Both bought AMC on January 27, 2021, when the stock hit a record trading volume of 1.2 million shares and closed at $19.90 per share. Paper Hands 🧻🤲 then sold a few months later, on the second-highest trading-volume day, at the all-time-high closing price of $62.55. Paper Hands 🧻🤲 happened to be one of the “get rich quick” success stories with an investment that tripled in a few short months. And don’t get me wrong, those success stories did happen – some made out like bandits!

Diamond Hands💎🤲, believing AMC was still en route to the moon! 🚀🌙, held on through wild swings, but after a tumultuous year finally let go and sold—down 19%. Meanwhile, over the same period, the Russell 3000 Index rose 18% and with far less volatility.

cautionary tale

holding period

Again, this is completely hypothetical – our case study of AMC uses the benefit of hindsight to show how, even if someone boards the right meme-stock rocket ship relatively early, riches are not guaranteed. The hypothetical investor must also decide when to step off the ride, which is easier in theory than in practice.
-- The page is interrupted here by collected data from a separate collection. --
PR #11294, opened 2017-04-28
Correctly enumerate loaded assemblies in AppDomain

gkhanna79:
Use the correct function to enumerate loaded assemblies in AppDomain.

Fixes https://github.com/dotnet/corefx/issues/18877

@jkotas PTAL


src/mscorlib/src/System/AppDomain.cs
```diff
@@ -646,6 +646,15 @@ public override String ToString()
             return StringBuilderCache.GetStringAndRelease(sb);
         }
 
+        [MethodImpl(MethodImplOptions.InternalCall)]
+        [SuppressUnmanagedCodeSecurity]
```
jkotas: SuppressUnmanagedCodeSecurity is not necessary for InternalCall.

gkhanna79: Fixed.

jkotas:
LGTM otherwise

PR #11304, opened 2017-04-29
Fix #11273 by adjusting the fix for VSO 406163.

### LINKED ISSUE #11273: Assert failure(PID 5480 [0x00001568], Thread: 10988 [0x2aec]): Assertion failed 'handlerGetsXcptnObj(compiler->compCurBB->bbCatchTyp)'
https://ci.dot.net/job/dotnet_coreclr/job/master/job/jitstress/job/x64_checked_windows_nt_minopts/156/

```
Assert failure(PID 5480 [0x00001568], Thread: 10988 [0x2aec]): Assertion failed 'handlerGetsXcptnObj(compiler->compCurBB->bbCatchTyp)' in 'C:Test3b(ref,int):int' (IL size 45)
20:52:49         
20:52:49             File: d:\j\workspace\x64_checked_w---a16971a7\src\jit\codegenxarch.cpp Line: 2135
20:52:49             Image: D:\j\workspace\x64_checked_w---a16971a7\bin\tests\Windows_NT.x64.Checked\Tests\Core_Root\CoreRun.exe
20:52:49         
20
```

pgavlin:
Issue #11273 revealed an issue with the fix for VSO 406163: as of today,
the compiler models the incoming exception object in a handler by
looking for `GT_CATCH_ARG` in the first block of a handler and if found
marking the register that contains the exception object as holding a GC
pointer. Unfortunately, this breaks down under the transform that the
original fix (#11134) was performing for single-block filters. That
transformation was from this:

```
    filter start: BBN (BBJ_EHFILTERRET)
```

to this:

```
    filter start: BBN + 1 (BBJ_ALWAYS -> BBN)
                  BBN + 2 (jumpKind)
                  BBN     (BBJ_EHFILTERRET)
```

After this transform, `BBN` still contains the `GT_CATCH_ARG`, but the
register containing the exception object must be live through `BBN + 1`
as well as live in to `BBN`.

There are a number of possible solutions to this problem (e.g. modeling
the liveness of the exception object in some fashion or splitting the
single-block filter either after the catch arg or before the filter
ret), but many of them are complicated by the fact that this
transformation needs to operate on both HIR and LIR and must be be able
to run in a variety of locations, including after registers have been
allocated. Instead, this change takes the approach of ensuring that no
single-block filter regions exist on platforms that target the JIT32 GC
encoder by inserting a spill of the exception object to a local var in
its own block at the start of a filter.

### DIFF
--- a/src/jit/compiler.h
+++ b/src/jit/compiler.h
@@ -3187,7 +3187,7 @@ private:
     static fgWalkPreFn impFindValueClasses;
     void impSpillLclRefs(ssize_t lclNum);
 
-    BasicBlock* impPushCatchArgOnStack(BasicBlock* hndBlk, CORINFO_CLASS_HANDLE clsHnd);
+    BasicBlock* impPushCatchArgOnStack(BasicBlock* hndBlk, CORINFO_CLASS_HANDLE clsHnd, bool isSingleBlockFilter);
 
     void impImportBlockCode(BasicBlock* block);
 
--- a/src/jit/flowgraph.cpp
+++ b/src/jit/flowgraph.cpp
@@ -17055,8 +17055,8 @@ bool Compiler::fgCheckEHCanInsertAfterBlock(BasicBlock* blk, unsigned regionInde
 //
 // Return Value:
 //    A block with the desired characteristics, so the new block will be inserted after this one.
-//    If there is no suitable location, return nullptr. This should basically never happen except in the case of
-//    single-block filters.
+//    If there is no suitable location, return nullptr. This should basically never happen.
+//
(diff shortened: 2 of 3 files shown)


pgavlin:

BruceForstall:
Any diffs?

BruceForstall:
You need to update:
```
// Return Value:
//    A block with the desired characteristics, so the new block will be inserted after this one.
//    If there is no suitable location, return nullptr. This should basically never happen except in the case of
//    single-block filters.
```

pgavlin:
No SPMI diffs. I will run diffs with jit-diff on Monday.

To have the chance of striking it rich on a single stock, you must pick the right one before it goes up. Of the roughly 3,000 names in the Russell 3000 Index, less than 2% (46 names) rose 200% or more over the course of any two-week period from March 2020 through May 2022. Some of these names were notable meme stocks such as AMC, Eastman Kodak Company, GameStop, and Workhorse Group Inc., each of which is down substantially from its high.

the harder they fall

Suppose an investor was especially prescient and bought one of these 46 names two weeks before it notched the 200%-plus gain. Even including that unrealistic leg up, stock picking is a risky move. Approximately 30% of those stocks ended up underperforming the overall market (as represented by the Russell 3000 Index) through May 2022. Investors who bought in after the 200%-plus gain likely fared worse. Only about a quarter of stocks that rocketed 200% or more went on to subsequently outperform the market through May 2022.2

This asymmetric result isn’t surprising; research shows that relatively few individual stocks outperform the market. Holding a diversified portfolio with many names decreases the chances of a permanent loss and increases the chances of owning the big winners that drive market performance.
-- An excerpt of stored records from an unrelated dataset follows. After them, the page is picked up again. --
PR #11317, opened 2017-05-01
Fix current publish build warnings

dagood:
Cleans up publish build warnings.

---

CoreCLR publishes two Drops, one named by OfficialBuildId, another by BuildNumber. Having both makes it so you don't need to translate from one to another to find a CoreCLR build's Drop.

When the `dropMetadataContainerName` is the same, the later step fails. (This was only a warning because the step is "continue on error".) The metadata name is used to create a VSTS Artifact. I changed the metadata name based on what the Drop is named after.

---

Remove "Copy Publish Artifact: PublishLogs" because there are no *.log files being created during the publish build. There is only a `init-tools.cmd` call and direct `msbuild` invocations.

### DIFF
--- a/buildpipeline/DotNet-Trusted-Publish.json
+++ b/buildpipeline/DotNet-Trusted-Publish.json
@@ -305,25 +305,6 @@
     },
     {
       "enabled": true,
-      "continueOnError": false,
-      "alwaysRun": true,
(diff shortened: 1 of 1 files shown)


dagood:
Thanks! Merging now without CI complete because CI doesn't use the pipebuild files.

PR #11325, opened 2017-05-01
Adding missing icu headers for Android

cydhaselton:
urename.h and ustring.h contain the u_stncpy and its definition; if they are not in the list of icushim.h headers, Android build fails after moving to icu 59.1 from 58.2.

cc @jkotas, @richlander  to locate icu and/or System.Globalization.Native code owners

### DIFF
--- a/src/corefx/System.Globalization.Native/icushim.h
+++ b/src/corefx/System.Globalization.Native/icushim.h
@@ -32,6 +32,8 @@
 #include <unicode/usearch.h>
 #include <unicode/utf16.h>
 #include <unicode/utypes.h>
+#include <unicode/urename.h>
+#include <unicode/ustring.h>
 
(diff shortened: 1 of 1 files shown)


tarekgh:

tarekgh:
@cydhaselton just double checking, does urename.h and ustring.h exist in the older ICU versions too? I am asking to make sure will not break the builds when having older versions

tarekgh:
LGTM

cydhaselton:
@jkotas Would it be appropriate to add @janvorli to CODE_OWNERS.txt for corefx-related changes?

cydhaselton:
@tarekgh It is, at least in 58.2 (https://fossies.org/diffs/icu4c/58_2-src_vs_59rc-src/).

janvorli:
@cydhaselton @tarekgh I've verified that the headers are in the minimum supported version 50.1 too, so this change is good.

Even within our retrospective sample of stocks with very high short-term returns, market outperformance isn’t guaranteed. And, of course, without the benefit of hindsight, the odds are heavily stacked against the meme-stock investor.

Chasing individual names in hopes of catching a meme-stock phenomenon may be tempting, but the data are clear that it’s a big gamble. It’s one thing if the amount invested is small and just for fun, but it’s an entirely different thing if you can’t afford to lose.
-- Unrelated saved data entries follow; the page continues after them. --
PR #11329, opened 2017-05-02
Refactor arm codegen

BruceForstall:
For arm32/arm64, move a lot of code from genCodeForTreeNode() into separate functions. A few functions are identical or close to it, and are moved to codegenarmarch.cpp. Many are relatively similar and should be considered for merging to codegenarmarch.cpp at some point.

codegenxarch.cpp could at some point improve readability by using the same functions, and moving code out of genCodeForTreeNode().

### DIFF
--- a/src/jit/codegenarm.cpp
+++ b/src/jit/codegenarm.cpp
@@ -647,25 +647,8 @@ void CodeGen::genCodeForTreeNode(GenTreePtr treeNode)
         break;
 
         case GT_RETURNTRAP:
-        {
-            // this is nothing but a conditional call to CORINFO_HELP_STOP_FOR_GC
-            // based on the contents of 'data'
-
-            GenTree* data = treeNode->gtOp.gtOp1->gtEffectiveVal();
-            genConsumeIfReg(data);
-            GenTreeIntCon cns = intForm(TYP_INT, 0);
-            emit->emitInsBinary(INS_cmp, emitTypeSize(TYP_INT), data, &cns);
-
-            BasicBlock* skipLabel = genCreateTempLabel();
-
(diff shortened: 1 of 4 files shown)


BruceForstall:

BruceForstall:
@dotnet/arm64-contrib @dotnet/arm32-contrib PTAL
cc @dotnet/jit-contrib

BruceForstall:

src/jit/codegenarm.cpp
```diff
@@ -482,142 +430,20 @@ void CodeGen::genCodeForTreeNode(GenTreePtr treeNode)
...
-                }
-            }
-            else
-            {
-                emit->emitIns_R_S(ins_Move_Extend(targetType, treeNode->InReg()), size, targetReg, varNum, offs);
-            }
-        }
-            genProduceReg(treeNode);
+        case GT_LCL_VAR:
+            genCodeForLclVar(treeNode->AsLclVar());
```
CarolEidt: I'm just a little curious why you moved the `GT_LCL_VAR` case down here - was it for consistency across architectures?

CarolEidt:
:shipit:

CarolEidt:
LGTM, though I only did a rough job of matching the code that was moved - I am trusting that it was a simple cut-and-paste.

src/jit/codegenarm.cpp
BruceForstall: Yes, arm32/arm64 had things in different orders. I'd like to keep making things more similar until perhaps they can share genCodeForTreeNode() itself.

BruceForstall:
> I am trusting that it was a simple cut-and-paste.

Essentially. I did use more specific types instead of GenTree* so that changed a few things (no need for `gtOp.` for example).

PR #11333, opened 2017-05-02
Enable LoadFrom to pickup assemblies next to requesting assembly

gkhanna79:
@jkotas PTAL

### DIFF
--- a/src/mscorlib/src/System/Reflection/Assembly.CoreCLR.cs
+++ b/src/mscorlib/src/System/Reflection/Assembly.CoreCLR.cs
@@ -23,37 +23,35 @@ namespace System.Reflection
         private static Assembly LoadFromResolveHandler(object sender, ResolveEventArgs args)
         {
             Assembly requestingAssembly = args.RequestingAssembly;
-            Assembly requestedAssembly = null;
-
+            
             // Requesting assembly for LoadFrom is always loaded in defaultContext - proceed only if that
             // is the case.
-            if (AssemblyLoadContext.Default == AssemblyLoadContext.GetLoadContext(requestingAssembly))
+            if (AssemblyLoadContext.Default != AssemblyLoadContext.GetLoadContext(requestingAssembly))
+                return null;
+
+            // Get the path where requesting assembly lives and check if it is in the list
+            // of assemblies for which LoadFrom was invoked.
+            bool fRequestorLoadedViaLoadFrom = false;
+            string requestorPath = Path.GetFullPath(requestingAssembly.Location);
+            if (string.IsNullOrEmpty(requestorPath))
+                return null;
+
+            lock(s_syncLoadFromAssemblyList)
             {
-                // Get the path where requesting assembly lives and check if it is in the list
-                // of assemblies for which LoadFrom was invoked.
-                bool fRequestorLoadedViaLoadFrom = false;
-                string requestorPath = Path.GetFullPath(requestingAssembly.Location);
-                if (!string.IsNullOrEmpty(requestorPath))
-                {
-                    lock(s_syncLoadFromAssemblyList)
-                    {
-                        fRequestorLoadedViaLoadFrom = s_LoadFromAssemblyList.Contains(requestorPath);
-                    }
-                }
-
-                // Requestor assembly was loaded using loadFrom, so look for its dependencies
-                // in the same folder as it.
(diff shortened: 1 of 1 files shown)


src/mscorlib/src/System/Reflection/Assembly.CoreCLR.cs
```diff
@@ -15,11 +15,76 @@ namespace System.Reflection
...
+        private static object s_syncLoadFromAssemblyList = new object();
+
+        private static Assembly LoadFromResolveHandler(object sender, ResolveEventArgs args)
+        {
+            Assembly requestingAssembly = args.RequestingAssembly;
+            Assembly requestedAssembly = null;
+
+            // Requesting assembly for LoadFrom is always loaded in defaultContext - proceed only if that
+            // is the case.
+            if (AssemblyLoadContext.Default == AssemblyLoadContext.GetLoadContext(requestingAssembly))
```
jkotas: Nit: I think early outs are better for this kind of code (http://llvm.org/docs/CodingStandards.html#use-early-exits-and-continue-to-simplify-code has a good explanation why).

```
   if (AssemblyLoadContext.Default != AssemblyLoadContext.GetLoadContext(requestingAssembly))
       return null;

   string requestorPath = Path.GetFullPath(requestingAssembly.Location);
   if (string.IsNullOrEmpty(requestorPath))
       return null;
...

   if (!fRequestorLoadedViaLoadFrom)
       return null;
...
```

jkotas:
cc @davidfowl Does this do what you would expect?

src/mscorlib/src/System/Reflection/Assembly.CoreCLR.cs
gkhanna79: Fixed.

src/mscorlib/src/System/Reflection/Assembly.CoreCLR.cs
```diff
@@ -15,11 +15,76 @@ namespace System.Reflection
...
+
+                // Requestor assembly was loaded using loadFrom, so look for its dependencies
+                // in the same folder as it.
+                if (fRequestorLoadedViaLoadFrom)
+                {
+                    // Form the name of the assembly using the path of the assembly that requested its load.
+                    AssemblyName requestedAssemblyName = new AssemblyName(args.Name);
+                    string requestedAssemblyPath = Path.Combine(Path.GetDirectoryName(requestorPath), requestedAssemblyName.Name+".dll");
+
+                    requestedAssembly = AssemblyLoadContext.Default.LoadFromAssemblyPath(requestedAssemblyPath);
```
davidfowl: This returns the already loaded assembly if it's already loaded right?

davidfowl:
@jkotas yes this is good.

src/mscorlib/src/System/Reflection/Assembly.CoreCLR.cs
gkhanna79: Yes, it will.

gkhanna79:
Fixes https://github.com/dotnet/corefx/issues/18791

src/mscorlib/src/System/Reflection/Assembly.CoreCLR.cs
```diff
@@ -15,11 +15,74 @@ namespace System.Reflection
...
+            if (!fRequestorLoadedViaLoadFrom)
+                return null;
+
+            // Requestor assembly was loaded using loadFrom, so look for its dependencies
+            // in the same folder as it.
+            // Form the name of the assembly using the path of the assembly that requested its load.
+            AssemblyName requestedAssemblyName = new AssemblyName(args.Name);
+            string requestedAssemblyPath = Path.Combine(Path.GetDirectoryName(requestorPath), requestedAssemblyName.Name+".dll");
+
+            return AssemblyLoadContext.Default.LoadFromAssemblyPath(requestedAssemblyPath);
```
jkotas: @gkhanna79 Do this also need to add the `requestedAssemblyPath` to `s_LoadFromAssemblyList` ?

gkhanna79: I think it should - perhaps we should use Assembly.LoadFrom itself and it will endup doing the right thing? What do you think?

PR #11335, opened 2017-05-02
[Local GC] Fix a build break in feature branch caused by obsolete error

swgillespie:
The CI didn't catch this since it was still in flux when the PR causing this was merged.


swgillespie:
@dotnet-bot help

Issue #2305, opened 2015-12-11
Generate asmparse.c using a standard bision/yacc


kyulee1:
asmparse.c (for ilasm) is currently prebuilt using an internal version of yacc. 
This also caused many compilations warnings on x-platforms.

sivarv:
@kyulee1 Is this needed for RC2 or can be moved to future?

ranma42:
Would it be ok if the parser was generated using [byacc](https://en.wikipedia.org/wiki/Berkeley_Yacc) instead of Bison? It generates a parser that almost works, except for requiring `realloc()`.
I experimented with injecting a (kind of hackish, as it is based on `new[]`/`delete[]`, but simple and working) C++ reimplementation of `realloc`, but better options might be possible.

I would be happy to try and work on this issue.

RussKeldorph:
@ranma42 Sorry your response fell through the cracks.  byacc seems like a reasonable choice.  If you're still interested, I can check on the license (if any).  The most important thing is to get the source into a state where anyone can compile asmparse.y with public tools.  After that, we may want to figure out how to integrate the tools with the build and delete the generated prebuilt/asmparse.cpp.  The choice of tool should take the latter possibility into account.

ranma42:
I am still interested and I have gathered some more data and questions :)
I tried to generate the parser using several tools:
 - `btyacc` can generate an `asmparse.cpp` that compiles without any other intervention on the grammar or to the other files (as shown in https://github.com/ranma42/coreclr/commit/3dcf6dfd4e18eafbbf0419ee2154ac5427595cbd).
 - `byacc` can generate a parser that compiles if provided with an implementation of `realloc` (which is currently intentionally made unavailable)
 - `bison` generates a parser that does not compile for non-trivial reasons (such as conflicts in the `define`s)
 - `bisonc++` rejects the grammar

All of tools are available as packages for ubuntu, but they might not be as convenient to get and install in other environments.

If the current direction (`btyacc`) looks promising, I can work on completing the integration, otherwise I can revert to `byacc` by adding and documenting the hackery needed to let it get some kind of `realloc`.

Regarding the integration of `btyacc`, I wonder if it makes sense to build it as part of the compilation process instead of adding it as an external requirement.

RussKeldorph:
@ranma42 Awesome! The fact that btyacc can be used without changes is great news.  At the very least people will be able to test changes to asmparse.y before submitting a PR.

[...]

PR #11350, opened 2017-05-02
Fix some static analysis warnings

RussKeldorph:
Most fixes are just addressing the use of (signed) enum-typed variables
as array indices.  Casting to unsigned allows us to cheaply include the
lower bound checks in the existing upper bound checks.  I would prefer
to force the underlying types of enumerations to be unsigned, but that
is a relatively new C++ feature and could have broader consequences than
I want to risk at this point.

The one other fix to asmparse.cpp just suppresses a warning that,
while technically valid, is not causing a real problem.  Perhaps this
will get better if/when #2305 is addressed.

### DIFF
--- a/src/ilasm/prebuilt/asmparse.cpp
+++ b/src/ilasm/prebuilt/asmparse.cpp
@@ -4,12 +4,13 @@
 
 #line 2 "asmparse.y"
 
- // Licensed to the .NET Foundation under one or more agreements.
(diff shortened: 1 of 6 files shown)


RussKeldorph:

RussKeldorph:
Remaining arm failures are known and would pass if rerun--assuming no other known failure is hit.

RussKeldorph:
@dotnet/jit-contrib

1In internet slang, stonks is a deliberate misspelling of stocks, as traded in the stock market. It is often used to refer to such stocks—and finance more generally—in a humorous or ironic way, especially to comment on extreme outcomes.

2Each of the 46 stocks’ returns were calculated two-weeks before their 200% gain vs the Russell 3000 and the two weeks immediately after their 200% gain vs the Russell 3000 (when most meme investors would have bought in), both through May 2022.